Olmuyor, “Ben ne zaman emekli olurum, askerliğimi saydırsam ne kadar öne çeker, askerliğimin kaç gününü saydırmam gerekir?” gibi basit sorularının cevaplarını bir türlü alamıyor.
Bu kez Cimer’e şikayet ediyor. “Ben askerliği saydırsam, emeklilik tarihimi bir yıl öne çeker mi , ne kadarını saydırmam lazım” diye soruyor. Şikayet Ankara Kamu Emeklileri Daire Başkanlığına sevk ediliyor. Oradan yeniden “SGK ya gidip askerliğinizi saydırın inceleyelim” yeniden diyorlar.
SGK ya gidip oradaki memurun verdiği bilgiler doğrultusunda askerliğinin 12 ayını saydırıyor, 13.727 TL yatırıyor. E devlette hala eski tarih gözüküyor.Bitti mi, hayır, devam ediyor.
Ankara Kamu Emeklileri Daire Başkanlığına yeni bir dilekçe daha yazıyor. “Askerliği saydırdım, yeniden inceleyin” diye …Bu kez cevap bile gelmiyor.

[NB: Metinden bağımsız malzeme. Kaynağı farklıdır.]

PR #137, opened 2020-05-20
List Dashboards using Table API

jinhyukchang:
### Summary of Changes

Added new API that lists Dashboards using certain Table

### Tests

Unit test and integration test

### Documentation

N/A

### CheckList
- [x] PR passes `make test`


metadata_service/api/table.py
```diff
@@ -152,3 +154,17 @@ def delete(self, id: str, tag: str) -> Iterable[Union[Mapping, int, None]]:
                                        resource_type=ResourceType.Table,
                                        tag=tag,
                                        tag_type=tag_type)
+
+
+class TableDashboardAPI(BaseAPI):
```
feng-tao, line 159: maybe a comment for what this API is for?

metadata_service/entity/dashboard_summaries.py
```diff
@@ -0,0 +1,16 @@
+from typing import List
+
+import attr
+from amundsen_common.models.dashboard import DashboardSummary
+from marshmallow_annotations.ext.attrs import AttrsSchema
+
+
+@attr.s(auto_attribs=True, kw_only=True)
+class DashboardSummaries:
```
feng-tao, line 9: should it be plural for the name or singular as we did with common repo?

metadata_service/proxy/neo4j_proxy.py
```diff
@@ -1177,3 +1177,46 @@ def put_dashboard_description(self, *,
...
+        WITH c, dg, d, description, last_success_exec, sum(read.read_count) as recent_view_count
+        RETURN
+        d.key as uri,
+        c.name as cluster,
+        dg.name as group_name,
+        dg.dashboard_group_url as group_url,
+        d.name as name,
+        d.dashboard_url as url,
+        description.description as description,
+        split(d.key, '_')[0] as product,
```
feng-tao, line 1210: I forgot, but do we have product in any node/ attribute of the dashboard node? any reason we need to do a split to get the product instead of directly fetch the node?

metadata_service/entity/dashboard_summaries.py
jinhyukchang: This model is actually just plural of amundsen-common's `DashboardSummary`. So I guess just stay with "DashboardSummaries" as DashboardSummary is already taken?

metadata_service/proxy/neo4j_proxy.py
jinhyukchang: Yeah, we actually don't have it currently.

May be we can have product node just like Database node later on?

metadata_service/entity/dashboard_summaries.py
feng-tao: maybe we could `from amundsen_common.models.dashboard import DashboardSummary as summary` ?

feng-tao: just mostly felt we don't use plural anywhere else in the code base so it is not that consistent.

metadata_service/proxy/neo4j_proxy.py
feng-tao: yeah, having a product node seems better.

metadata_service/entity/dashboard_summaries.py
jinhyukchang: Sounds good :)

PR #139, opened 2020-05-27
Compatibility with Neo4J 4.0.4 (4.x in general should work)

davcamer:
### Summary of Changes

* Allow configuration to turn SSL/TLS encryption on or off for the proxy connection. Necessary to keep the Quick Start working smoothly.
* Upgrade the Neo4j driver, so that it can make insecure bolt connections. The earlier driver did not even have this option.

This works together with the changes in this PR: https://github.com/lyft/amundsendatabuilder/pull/270

### Tests

I did not see any tests that cover this configuration, or that need to change as a result. 

### Documentation

Other than the docstring for the attribute in the config class, I did not add other documentation. I'm happy to, of course, if there's somewhere I should.

### CheckList
- [x] PR passes `make test`


feng-tao:
thanks @davcamer , I wonder whether you have a chance to test the change on neo4j 3.x as well and see if both 3.x and 4.x are compatible with this change?

davcamer:
@feng-tao I have done one manual round of testing with Neo4j 3.3.0. I did this by changing the image tag in `docker-amundsen-local.yml`, and also changing this newly introduced `PROXY_ENCRYPTED` property. It works provided the client is set with the correct on/off encryption setting.

Are there "integration" style tests anywhere that should be expanded to test against both Neo4j versions?

davcamer:
I have local changes to the docker compose files in https://github.com/lyft/amundsen to use neo4j 4.0.4. It seems it would be better to have a specific tagged docker image of this project, before setting up a PR for those changes, if they are desired.

feng-tao:
thanks, will take a look, currently we don't have good integration test to test different version of the component unfortunately.

metadata_service/config.py
```diff
@@ -29,6 +31,8 @@ class Config:
 
     PROXY_USER = os.environ.get('CREDENTIALS_PROXY_USER', 'neo4j')
     PROXY_PASSWORD = os.environ.get('CREDENTIALS_PROXY_PASSWORD', 'test')
+    PROXY_ENCRYPTED = True
```
jinhyukchang, line 34: Was this off by default? If then, let's keep default `False`.

davcamer: This was previously on by default, and is on by default [in the driver](https://neo4j.com/docs/api/python-driver/1.7/driver.html#encrypted). Double checking the docs reminded me that I also want to be able to require certificate validation, which is the [trust](https://neo4j.com/docs/api/python-driver/1.7/driver.html#trust) parameter on the driver. My goal is to have full control over the TLS/SSL configuration. Should I include exposing the trust parameter in this PR?

jinhyukchang: > This was previously on by default, and is on by default [in the driver](https://neo4j.com/docs/api/python-driver/1.7/driver.html#encrypted). Double checking the docs reminded me that I also want to be able to require certificate validation, which is the [trust](https://neo4j.com/docs/api/python-driver/1.7/driver.html#trust) parameter on the driver. My goal is to have full control over the TLS/SSL configuration. Should I include exposing the trust parameter in this PR?

@davcamer I see. It seems `encrypted` is `True` when TLS is enabled from their [doc](https://neo4j.com/docs/api/python-driver/1.7/driver.html#encrypted). I wonder what would happen when `TLS` is not enabled, but forcing `encrypted` to be `True`. Not sure if it's going to fail.

davcamer: I believe by "Defaults to True if TLS is available," they mean that it is supported by the python run-time that is executing the code. From browsing their code, this is the section that determines if it is available: https://github.com/neo4j-drivers/neobolt/blob/1.7/neobolt/compat/ssl.py#L23-L35

I don't see exactly where the conflicting configuration would be caught, so this could require some Amundsen users to update their config if they:
* Are running a client in a python runtime that doesn't support SSL.
* Configured their older Neo4j to accept _unencrypted_ bolt connections. Neo4j expects encrypted connections, even on older versions.

To preserve the existing behavior, I guess I could change this to set `encrypted = None` by default? This piece of code looks to expect a None, and automatically determine in that case:
https://github.com/neo4j/neo4j-python-driver/blob/1.7.6/neo4j/__init__.py#L226-L227

jinhyukchang: @davcamer Sounds good to me. Let me know once you make a change. I tested out your branch and it works fine with me.

davcamer: I've made this change now. `PROXY_VALIDATE_SSL` is the option. It defaults to trust all certificates (no validation), since that was the previous behavior.

metadata_service/config.py
```diff
@@ -29,6 +32,10 @@ class Config:
...
```
JacobSMoller, line 35: @davcamer  little late to the party. But is there a reason this is not controlled with env vars ?

PR #144, opened 2020-06-22
fix: Returns the empty dictionary to gracefully fail

verdan:
### Summary of Changes

Passing the function causes 404, and thus crashing the frontend. This will make sure not to crash the frontend and simply returns 0 resources. 

Second fix is when there is no position attribute available for table, we can't apply sort function on those tables. hence making it 9999 to simply put that table at the end. 

### Tests

NA

### Documentation

NA

### CheckList
- [x] PR passes `make test`


feng-tao:
thanks @verdan for the quick fix.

En son internetten araştırıp, Kendisini sosyal güvenlik uzmanı diye tanıtan A.T. isimli şahsa konuyu anlatıyor. “Şu hesaba 750 TL gönderirseniz bilgi verebiliriz” diyorlar. 750 TL yatırıyor. Kendisine askerliğinin geri kalan 6 ayı da saydırırsa 1 Mart 2022 tarihinde emekli olabileceği söyleniyor. Denileni yapıyor.
Kamu Emeklileri Daire Başkanlığına bu kez emeklilik için dilekçe gönderiyor. 1 ay sonra cevap geliyor. “Bağ-Kur’a 950 TL borcunuz olduğundan emeklilik işleminiz gerçekleştirilememiştir.” E hani emekliliği gerçekleştirseler de o 950 TL’yi maaştan yada ikramiyeden kesseler.

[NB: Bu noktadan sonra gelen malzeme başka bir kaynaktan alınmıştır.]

PR #152, opened 2020-07-10
feat: Add programmatic descriptions parser for [AtlasProxy]

mgorsk1:
### Summary of Changes

This MR introduces parsing of programmatic descriptions using **parameters** field of Table entity in Atlas Proxy. The parameters field is a map of String -> Any and seems like a perfect fit for this usecase.

Moreover, this property can be set for example on hive_table entity programatically with spark sql:

`ALTER [TABLE|VIEW] table_name SET TBLPROPERTIES (key1=val1, key2=val2, ...)` - Atlas hive-hook will propagate such action in Hive Metastore to Atlas metadata

All of those key1, key2 etc then become programmatic description entries.

The idea is also to have a filter to remove unwanted properties (like spark technical ones that appear in parameters after creating table with spark). This could also be of use for other proxies.

### Tests

Tested for presence and filtering of programmatic desriptions.

### Documentation

### CheckList
- [x] PR passes `make test`

### DIFF
--- a/metadata_service/proxy/atlas_proxy.py
+++ b/metadata_service/proxy/atlas_proxy.py
@@ -4,7 +4,7 @@ from random import randint
 from typing import Any, Dict, List, Union, Optional
 
 from amundsen_common.models.popular_table import PopularTable
-from amundsen_common.models.table import Column, Statistics, Table, Tag, User, Reader
+from amundsen_common.models.table import Column, Statistics, Table, Tag, User, Reader, ProgrammaticDescription
 from amundsen_common.models.user import User as UserEntity
 from amundsen_common.models.dashboard import DashboardSummary
 from atlasclient.client import Atlas
@@ -363,6 +363,8 @@ class AtlasProxy(BaseProxy):
         try:
             attrs = table_details[self.ATTRS_KEY]
 
+            programmatic_descriptions = self._get_programmatic_descriptions(attrs.get('parameters'))
+
             table_qn = parse_table_qualified_name(
                 qualified_name=attrs.get(self.QN_KEY)
             )
@@ -389,7 +391,8 @@ class AtlasProxy(BaseProxy):
                 owners=[User(email=attrs.get('owner'))],
                 columns=columns,
                 table_readers=self._get_readers(attrs.get(self.QN_KEY)),
-                last_updated_timestamp=self._parse_date(table_details.get('updateTime')))
+                last_updated_timestamp=self._parse_date(table_details.get('updateTime')),
+                programmatic_descriptions=programmatic_descriptions)
 
             return table
         except KeyError as ex:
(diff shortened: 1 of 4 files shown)


mgorsk1:
cc @verdan

feng-tao:
cc @verdan

metadata_service/proxy/atlas_proxy.py
```diff
@@ -736,6 +739,31 @@ def _get_readers(self, qualified_name: str, top: Optional[int] = 15) -> List[Rea
...
         return results
 
+    def _get_programmatic_descriptions(self, parameters: dict) -> List[ProgrammaticDescription]:
+        _programmatic_descriptions = {}
+        programmatic_descriptions: List[ProgrammaticDescription] = []
+
+        for source, text in parameters.items():
+            use_parameter = True
+
+            for f in app.config['PROGRAMMATIC_DESCRIPTIONS_EXCLUDE_FILTERS']:
```
verdan, line 749: nit: `for filter in app.config['PROGRAMMATIC_DESCRIPTIONS_EXCLUDE_FILTERS']:`

metadata_service/proxy/atlas_proxy.py
```diff
@@ -736,6 +739,31 @@ def _get_readers(self, qualified_name: str, top: Optional[int] = 15) -> List[Rea
 
         return results
 
+    def _get_programmatic_descriptions(self, parameters: dict) -> List[ProgrammaticDescription]:
+        _programmatic_descriptions = {}
+        programmatic_descriptions: List[ProgrammaticDescription] = []
+
+        for source, text in parameters.items():
```
verdan, line 746: Two things here:
- Check if `app.config['PROGRAMMATIC_DESCRIPTIONS_EXCLUDE_FILTERS']` exists, before the loop, otherwise you are looping every time. 
- You don't need two separate variables to do this operation. i.e., within the same first loop, create the `programmatic_descriptions.append(ProgrammaticDescription(source=source, text=text))` and it will work. 

And if you want to sort then, simply apply sorting afterwards.

mgorsk1: done!

metadata_service/proxy/atlas_proxy.py
mgorsk1: `filter` shadows built-in name, I've changed to `regex_filter`

pPanda-beta:
@mgorsk1 
I see there is a particular part which breaks the camel  case field into space separated words. Looks like an UI logic. Any particular reason to make it mandatory in the metadata service instead of frontend?
 
### Source: 
https://github.com/amundsen-io/amundsenmetadatalibrary/blob/8c1b9989854fe08407af5d7da24c8e49042f9361/metadata_service/proxy/atlas_proxy.py#L961

### My previous comment on test case: 
https://github.com/amundsen-io/amundsenmetadatalibrary/commit/e8b46a48506004afe63ebbc7b721dde5a59fa07f#r42358611

PR #157, opened 2020-07-30
fix: removing OidcConfig file and making statsd configurable through envrionment variable

ayushchauhan0811:
### Summary of Changes

Removing redundant OidcConfig file from metadata service as discussed in this issue https://github.com/lyft/amundsen/issues/580

Also making statsd configurable through the environment varible `IS_STATSD_ON`


feng-tao:
cc @verdan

Dün kahramanımız ile yeniden görüştük. 950 TL’yi de yatırmış. İlk emekli maaşını da almış. Bu kez emekli ikramiyesini alabilmek için presedür devam ediyormuş. Kamu emeklileri Daire Başkanlığı en son çalıştığı kuruma yazı yazmış, emekli ikramiyesini hak etti mi diye. Oradan bakanlık oluru alınması gerekiyormuş…
Yukarda belirttiğimiz üzere, anlatılanların hepsi birebir yaşanmıştır. Ankara ile yapılan işlemlerin, dilekçelerin, emeklilik müracaatlarının posta ile yapıldığı, hiçbir şekilde telefon ile irtibat kurulamadığı ayrıntılarını belirtmedik.
Anlattıklarımız bireysel olsa da, kamu kurum ve kuruluşlarımızın yaşadığımız post modern çağda hangi aşamada olduğunun tipik resmidir.
Resim, 1995 yıllarında, Turgut ÖZAL sonrası köhneleşmiş, adam kayırma, torpil, ve bürokraside boğulan Türkiye’ye ne çok benziyor…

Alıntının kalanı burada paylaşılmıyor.